PR #688, opened 2020-02-07
DDCNL-217 | Revise Page not found

jpatton638:
- [X] Unit tests passing
- [x] Coverage reached
- [x] Reviewed

### DIFF
--- a/app/views/error_template_noauth.scala.html
+++ b/app/views/error_template_noauth.scala.html
@@ -24,7 +24,7 @@
     <section class="section">
         <h1 class="h1-heading">@heading</h1>
         <div class="grid grid-2-3">
-            <p id="paraOne">@Html(message1)</p>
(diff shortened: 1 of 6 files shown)


app/views/error_template_noauth.scala.html
```diff
@@ -25,11 +25,8 @@
         <h1 class="h1-heading">@heading</h1>
         <div class="grid grid-2-3">
             <p id="paraOne">@Html(message1)</p>
-            @message2 match {
-                case Some(message2) => {
-                    <p id="paraTwo">@Html(message2)</p>
```
oc-ste: Lost paraTwo here, intentional?

RobertLaverick: If it is, can you also drop paraOne

jpatton638: :+1:

PR #700, opened 2020-03-11
DDCNL-1526 | Add support for CY-5

jpatton638:
- [X] Unit tests passing
- [X] Coverage reached
- [ ] Reviewed

### DIFF
--- a/conf/application.conf
+++ b/conf/application.conf
@@ -52,7 +52,7 @@ ur-banner.url = "https://www.surveygizmo.com/s3/4856606/HMRC-Letter-Study-7"
 
 tai.cyPlusOne.enabled = true
 tai.cy3.enabled = false
-tai.numberOfPreviousYearsToShow = 4
+tai.numberOfPreviousYearsToShow = 5
 tai.feature.welshLanguage.enabled = true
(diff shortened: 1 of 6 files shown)


conf/application.conf
```diff
@@ -52,7 +52,7 @@ ur-banner.url = "https://www.surveygizmo.com/s3/4856606/HMRC-Letter-Study-7"
 
 tai.cyPlusOne.enabled = true
 tai.cy3.enabled = false
-tai.numberOfPreviousYearsToShow = 4
+tai.numberOfPreviousYearsToShow = 5
```
oc-ste: Think there's a ticket somewhere mentioning this toggle is never used so it doesn't need to be an application config thing, as it's not a config it's just a val.

jpatton638: Do you want me to undo this? The val in the ApplicationConfig file will default it to 5 years anyway. I tested this change locally and it brought back CY-5 so it does appear to work. Thoughts?

oc-ste: Up to you if you want to delete it or just leave it for the next ticket. Figured it would be a good time to delete it now as you've already had a look into the usage of the toggle.

PR #721, opened 2020-06-09
DEP-276

Deep547:
- [ ] Unit tests passing
- [ ] Coverage reached
- [ ] Reviewed


app/views/main.scala.html
```diff
@@ -86,6 +89,38 @@
...
+                "mdtpdfSessionID" : "@{nuanceData.nuanceSessionId}",
+                "mdtpSessionID" : "@{nuanceData.mdtpSessionID}",
+                "deviceID" : "@{nuanceData.deviceID}"
+            }
+        </script>
+        <script id="webchat-tag" type="text/javascript" src=@nuanceUrl></script>
+    }
+}
+
+
```
Burdis, line 118: Remove whitespace

app/models/EncryptedNuanceData.scala
```diff
@@ -0,0 +1,59 @@
+/*
```
tonymyers, line 1: The Encryption model is in the incorrect place. It should be in uk.gov.hmrc.tai.models folder

app/services/NuanceEncryptionService.scala
```diff
@@ -0,0 +1,61 @@
+/*
```
tonymyers, line 1: The Nuance Encryption service is in the incorrect place. It should be in uk.gov.hmrc.tai.services folder

PR #736, opened 2020-09-14
DDCNL-2688 | Remove use of deprecated SessionKeys attributes

jpatton638:
- [x] Unit tests passing
- [x] Coverage reached
- [x] Reviewed

### DIFF
--- a/app/views/main.scala.html
+++ b/app/views/main.scala.html
@@ -55,11 +55,11 @@
 @isUserResearchBannerHidden = @{request.cookies.exists((x: Cookie) => x.name == "mdtpurr")}
 
 @authProvider = @{
-    request.session.get(TaiConstants.AuthProvider)
+    request.session.get(TaiConstants.ViewAuthProvider)
 }
 
 @isGG = @{
-    authProvider.contains(TaiConstants.AuthProviderGG)
+    authProvider.contains(TaiConstants.ViewAuthProviderGG)
 }
 
 @isSa = @{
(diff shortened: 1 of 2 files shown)


oc-ste (approved):

app/views/main.scala.html
```diff
@@ -55,11 +55,11 @@
 @isUserResearchBannerHidden = @{request.cookies.exists((x: Cookie) => x.name == "mdtpurr")}
 
 @authProvider = @{
-    request.session.get(SessionKeys.authProvider)
+    request.session.get(TaiConstants.AuthProvider)
```
oc-ste, line 58: @vimalsuresh need to check we can log in via verify and gg fine and that the sign out redirects you to ida/signout and gg/signout

app/views/main.scala.html
```diff
@@ -69,7 +69,7 @@
 }
 
 @isVerify = @{
-    authProvider.contains("IDA")
+    authProvider.contains(TaiConstants.AuthProviderVerify)
```
oc-ste, line 72: @vimalsuresh need to check the correct menu bar is shown but I believe this is under test via ATs

oc-ste (approved):

oc-ste (approved):

app/views/main.scala.html
vimalsuresh: Tested in local , looks good

app/views/main.scala.html
vimalsuresh: Have AT's to test menu links, looks good

PR #782, opened 2021-04-15
DEP-1438: Integrate Webchat library, including Dependency Injection of views as needed.

jaynabonne:
- [x] Unit tests passing
- [x] Coverage reached
- [x] Reviewed


app/controllers/ErrorPagesHandler.scala
```diff
@@ -29,19 +29,23 @@ import uk.gov.hmrc.tai.model.domain.Employment
...
 import uk.gov.hmrc.tai.util.constants.TaiConstants._
 import uk.gov.hmrc.urls.Link
+import views.html.{error_no_primary, error_template_noauth}
 
 import scala.concurrent.Future
 
 trait ErrorPagesHandler {
 
+  val error_template_noauth: error_template_noauth
+  val error_no_primary: error_no_primary
```
struong, line 39: If you make ErrorPagesHandler a class and inject it in to the controllers that use it, I think it'll tidy a lot of this code up as we've ended up (due to `TaiBaseController` extending `ErrorPagesHandler`)  everything being an `ErrorPagesHandler` when it really does not need to be.

struong (changes requested):
`HistoricIncomeCalculationView.scala.html` 
Has been renamed but main has not been injected

struong (approved):

struong (approved):

PR #792, opened 2021-05-26
Ddcnl 3945

Muhammad-Ali-Ahmad:


app/views/session_expired.scala.html
```diff
@@ -0,0 +1,39 @@
+@*
```
struong, line 1: Rename to SessionExpiredView

app/views/unauthenticated_main.scala.html
```diff
@@ -0,0 +1,109 @@
...
+)
+
+@(title: String,
+  sidebarLinks: Option[Html] = None,
+  sidebarClass: Option[String] = None,
+  articleClasses: Option[String] = Some("full-width"),
+  includeGridWrapper: Boolean = false,
+  script: Option[Html] = None,
+  pageHeader: Option[Html] = None,
+  displayTimeoutDialog: Boolean = true
```
struong, line 46: Is this used in this file?

app/views/main.scala.html
```diff
@@ -50,7 +50,8 @@
   optimizelyAudience: Option[String] = None,
   pageHeader: Option[Html] = None,
   script: Option[Html] = None,
-  hidePtaAccountNav: Boolean = false
+  hidePtaAccountNav: Boolean = false,
+  displayTimeoutDialog: Boolean = true
```
struong, line 54: Can't see where this is being set too false, do you need it?

app/views/session_expired.scala.html
Muhammad-Ali-Ahmad: done

app/views/main.scala.html
Muhammad-Ali-Ahmad: yes its not used as only unauthenticated main is used for session expired page where we dont want to display timeout dialog so i've removed it

app/views/unauthenticated_main.scala.html
Muhammad-Ali-Ahmad: removed

app/uk/gov/hmrc/tai/config/ApplicationConfig.scala
```diff
@@ -109,6 +109,9 @@ class ApplicationConfig @Inject()(
 
   lazy val citizenAuthFrontendSignOutUrl: String = citizenAuthHost + "/ida/signout"
 
+  lazy val sessionTimeoutInSeconds: Int = 900
+  lazy val sessionCountdownInSeconds: Int = 120
```
struong, line 113: Can we read these from a config? We sometimes want to change it on different environments to help testing

Muhammad-Ali-Ahmad: done

PR #815, opened 2021-09-03
DDCNL-3582: Added months in Welsh

Christian-QA:
- [x] Unit tests passing
- [x] Coverage reached
- [ ] Reviewed


Sachin300793 (approved):

app/uk/gov/hmrc/tai/model/YearAndMonth.scala
```diff
@@ -16,24 +16,45 @@
...
 
-  def formatYearAndMonth: String =
-    yearAndMonth.toString(dateFormatter)
+  def formatYearAndMonth(lang: Lang): String =
+    if (lang == Lang("cy")) {
+      val month = MonthNamesInWelsh(yearAndMonth.getMonthOfYear)
+      month + " " + yearAndMonth.getYear
+    } else {
+      yearAndMonth.toString(dateFormatter)
+    }
```
struong, line 36: Duplicated code with `timeout`

Christian-QA: Done

app/uk/gov/hmrc/tai/model/YearAndMonth.scala
```diff
@@ -58,9 +74,14 @@ object YearAndMonth {
     dateTypeList.sortWith((x, y) => x.yearAndMonth.isBefore(y.yearAndMonth))
   }
 
-  private def firstClaimDate(appConfig: ApplicationConfig): YearMonth =
+  def firstClaimDate(appConfig: ApplicationConfig): YearMonth =
```
struong, line 77: Can this still be private?

Christian-QA: I tried for a while, but had to make it public so it can be called in the views with a YearMonth rather than an AppConfig in the params for formattedDate.
The only other way I could figure out that wasn't overcomplicated had an Option[YearMonth] in both and a conditional to check whether it was Some(value) or None, the None case using the firstClaimDate instead.

struong (approved):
+-------+
▶ **Exercise description**
Every line that holds the word "place" should be copied from the listing.

▶ **Answer**
tonymyers, line 1: The Encryption model is in the incorrect place. It should be in uk.gov.hmrc.tai.models folder
tonymyers, line 1: The Nuance Encryption service is in the incorrect place. It should be in uk.gov.hmrc.tai.services folder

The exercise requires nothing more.